(U-WIRE) WASHINGTON – Columbia University’s top-rated graduate school of journalism announced the creation of a new master of arts program in late March for veteran journalists to refine their knowledge in a chosen discipline — science, politics, economics and business.
The announcement breathed new life into a three-year-old debate started by the university’s president that, in reality, goes back much further — what is a journalism school supposed to teach budding reporters who will soon decide what the rest of us see and hear?
Lee Bollinger, Columbia’s new president in 2003, said journalism programs focus too much on developing specific skills, such as writing and composition, when more attention should be paid to broader intellectual development.
“Of all the criticisms of the press, one of the most serious … is the lack of context for stories,” Bollinger said in a memo that year to journalism school faculty.
Journalism students must learn what Bollinger called “foundational skills, but also a mastery of journalistic inquiry and expression at their highest, most sophisticated, level.” Nicholas Lemann, now the journalism dean at Columbia, said in a recent interview with Inside Higher Ed that the new Master of Arts program would emphasize “conceptual themes,” such as identity, justice and power, “that will help students whether they are later covering a local school board or the new Iraqi parliament.”
“We want to teach things [in the new program] that you cannot pick up on your own on the job,” he said. “It’s our supposition that people in this program will never be full-time at a university again in their jobs, but they will be in journalism for decades.”
Lemann said he expects the new program to be popular with experienced journalism students.
The program will select a class of about 20 students from the some 200 in Columbia’s existing journalism program for the fall 2005 semester.
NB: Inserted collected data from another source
PR #23068, opened 2022-02-12
physics : Added solve_vector function in physics vector

### LINKED ISSUE #18692: Eq not working with vectors
I want to set up a vector relation and be able to solve for a certain variable.

    from sympy.physics.vector import *
    from sympy import * 

    t,l = symbols("t l")
    R = ReferenceFrame('R')
    eq1 = Eq(5*R.x + t*R.y, l*R.x + 4*R.y
    solve(eq1,t)

Then I get this error. 

      File "stackoverflow_test.py", line 6, in <module>
        Eq(5*R.x + t*R.y, l*R.x + 4*R.y)
      File "/usr/lib/python3.8/site-packages/sympy/core/relational.py", line 474, in __new__
        lhs = _sympify(lhs)
      File "/usr/lib/python3.8/site-packages/sympy/core/sympify.py", line 418, in _sympify
      File "/usr/lib/python3.8/site-packages/sympy/core/sympify.py", line 340, in sympify
        raise SympifyError(a)
    sympy.core.sympify.SympifyError: SympifyError: 5*R.x + t*R.y

I see no reason why this should not work.

faze-geek:

Fixes #18692 

Implemented `solve_vector ` that can solve for unknown variables while two equal vectors get compared.
Implemented helper method `components()` that returns components of a vector in physics.

#### Other comments
Appropriate Tests have been added .
User must go through the `notes` to be aware of `solve_vector ` functionality.

#### Release Notes

* vector
  * physics : Added solve_vector function in physics vector

### DIFF
--- a/sympy/physics/vector/functions.py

As the program develops, that number will grow to 60. Columbia’s traditional master of science degree in journalism will be a prerequisite to the new program, and it will continue to focus strongly on writing skills, Lemann said. But professors at other journalism schools said even as Columbia bills itself as a trendsetter in pushing the “intellectualization” of journalists, the school is actually playing catch-up. “What the Columbia changes mean is that those students who take the first year and then are accepted for the second year are going to get a kind of skills-liberal arts mix, more like the hybrid program in place in many journalism programs around the country,” said Sharon Dunwoody, president-elect of the Association for Education in Journalism and Mass Communication and journalism professor at the University of Wisconsin at Madison. Still, few educators doubt the Columbia program’s potential to influence the way reporting is taught across the country.
“Because of the university’s location and prestige, whatever Columbia does will get noticed,” said Joe Graf, adjunct professor of journalism at George Washington University’s School of Media & Public Affairs. And most agree that a liberal arts curriculum and professional experience are both necessary in initiating young writers into the professional journalism community.
“A journalism program that skimps on its reporting, writing and editing curriculum serves its students no better than a medical school that goes easy on the anatomy lessons,” Thomas Kunkel, dean of the University of Maryland’s college of journalism, said in a 2003 edition of American Journalism Review.
“By the same token, a program that doesn’t firmly fix these skills within the context of journalism history, ethics and law, or that ignores the impact of new technology, is being just as shortsighted.”